-18x^{2}+60x+272=0

All equations of the form ax^{2}+bx+c=0 can be solved using the quadratic formula: \frac{-b±\sqrt{b^{2}-4ac}}{2a}. The quadratic formula gives two solutions, one when ± is addition and one when it is subtraction.

x=\frac{-60±\sqrt{60^{2}-4\left(-18\right)\times 272}}{2\left(-18\right)}

This equation is in standard form: ax^{2}+bx+c=0. Substitute -18 for a, 60 for b, and 272 for c in the quadratic formula, \frac{-b±\sqrt{b^{2}-4ac}}{2a}.

x=\frac{-60±\sqrt{3600-4\left(-18\right)\times 272}}{2\left(-18\right)}

Square 60.

x=\frac{-60±\sqrt{3600+72\times 272}}{2\left(-18\right)}

Multiply -4 times -18.

x=\frac{-60±\sqrt{3600+19584}}{2\left(-18\right)}

Multiply 72 times 272.

x=\frac{-60±\sqrt{23184}}{2\left(-18\right)}

Add 3600 to 19584.

x=\frac{-60±12\sqrt{161}}{2\left(-18\right)}

Take the square root of 23184.

x=\frac{-60±12\sqrt{161}}{-36}

Multiply 2 times -18.

x=\frac{12\sqrt{161}-60}{-36}

Now solve the equation x=\frac{-60±12\sqrt{161}}{-36} when ± is plus. Add -60 to 12\sqrt{161}.

x=\frac{5-\sqrt{161}}{3}

Divide -60+12\sqrt{161} by -36.

x=\frac{-12\sqrt{161}-60}{-36}

Now solve the equation x=\frac{-60±12\sqrt{161}}{-36} when ± is minus. Subtract 12\sqrt{161} from -60.

x=\frac{\sqrt{161}+5}{3}

Divide -60-12\sqrt{161} by -36.

x=\frac{5-\sqrt{161}}{3} x=\frac{\sqrt{161}+5}{3}

The equation is now solved.

-18x^{2}+60x+272=0

Quadratic equations such as this one can be solved by completing the square. In order to complete the square, the equation must first be in the form x^{2}+bx=c.

-18x^{2}+60x+272-272=-272

Subtract 272 from both sides of the equation.

-18x^{2}+60x=-272

Subtracting 272 from itself leaves 0.

\frac{-18x^{2}+60x}{-18}=-\frac{272}{-18}

Divide both sides by -18.

x^{2}+\frac{60}{-18}x=-\frac{272}{-18}

Dividing by -18 undoes the multiplication by -18.
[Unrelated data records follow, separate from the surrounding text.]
PR #1676, opened 2016-03-26
Add language tag handling for tweets

fpigerre:
Hello!

This pull request allows default tweet text to be altered based on a language tag, configurable per website. Language tags are placed under each website within the appropriate data file, and language codes use the [ISO 639-1 standard](https://en.wikipedia.org/wiki/List_of_ISO_639-1_codes) in lower-case.

Thankyou,
psgs :palm_tree:

### DIFF
--- a/_data/languages.yml
+++ b/_data/languages.yml
@@ -1,0 +1,5 @@
+# Languages should be categorized according to ISO 639-1
+# Language codes (including within data files) should be in lowercase
+en:
+  work_tweet: Security is important, @TWITTERHANDLE. We'd like it if you supported two factor auth.
+  progress_tweet: Thanks for working on support for two factor auth, @TWITTERHANDLE!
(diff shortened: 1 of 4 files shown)


Carlgo11:
Is ISO 639-1 or ISO 3166-2 better?

fpigerre:
In this case, ISO 639-1 is probably more appropriate, as the websites listed on twofactorauth.org, as well as any future translations of twofactorauth.org itself are fairly limited in linguistic scope. Furthermore, for some websites, it could be difficult to distinguish and apply a particular region to the form of language they are using, taking into account that the type of language being used may not necessarily correspond with the region in which the website is based.
Also, ISO 639-1 generally corresponds with the abbreviations for languages commonly used by many people in daily life, making it easier for contributors to use the correct language code.

jamcat22:
@psgs, the default appears to be English, but could you give an example of how to specify a site's language in a data file?

Carlgo11:
@jamcat22 

```
- name:
   url: example.com
   img: example.png
   tfa: No
   twitter: example
   lang: de
```

Changes the tweet language to German

jamcat22:
Awesome! Just wanted to be sure, @carlgo11!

x^{2}-\frac{10}{3}x=-\frac{272}{-18}

Reduce the fraction \frac{60}{-18} to lowest terms by extracting and canceling out 6.

x^{2}-\frac{10}{3}x=\frac{136}{9}

Reduce the fraction \frac{-272}{-18} to lowest terms by extracting and canceling out 2.

x^{2}-\frac{10}{3}x+\left(-\frac{5}{3}\right)^{2}=\frac{136}{9}+\left(-\frac{5}{3}\right)^{2}

Divide -\frac{10}{3}, the coefficient of the x term, by 2 to get -\frac{5}{3}. Then add the square of -\frac{5}{3} to both sides of the equation. This step makes the left hand side of the equation a perfect square.

x^{2}-\frac{10}{3}x+\frac{25}{9}=\frac{136+25}{9}

Square -\frac{5}{3} by squaring both the numerator and the denominator of the fraction.

x^{2}-\frac{10}{3}x+\frac{25}{9}=\frac{161}{9}

Add \frac{136}{9} to \frac{25}{9} by finding a common denominator and adding the numerators. Then reduce the fraction to lowest terms if possible.

\left(x-\frac{5}{3}\right)^{2}=\frac{161}{9}

Factor x^{2}-\frac{10}{3}x+\frac{25}{9}. In general, when x^{2}+bx+c is a perfect square, it can always be factored as \left(x+\frac{b}{2}\right)^{2}.

\sqrt{\left(x-\frac{5}{3}\right)^{2}}=\sqrt{\frac{161}{9}}

Take the square root of both sides of the equation.

x-\frac{5}{3}=\frac{\sqrt{161}}{3} x-\frac{5}{3}=-\frac{\sqrt{161}}{3}

Simplify.

x=\frac{\sqrt{161}+5}{3} x=\frac{5-\sqrt{161}}{3}

Add \frac{5}{3} to both sides of the equation.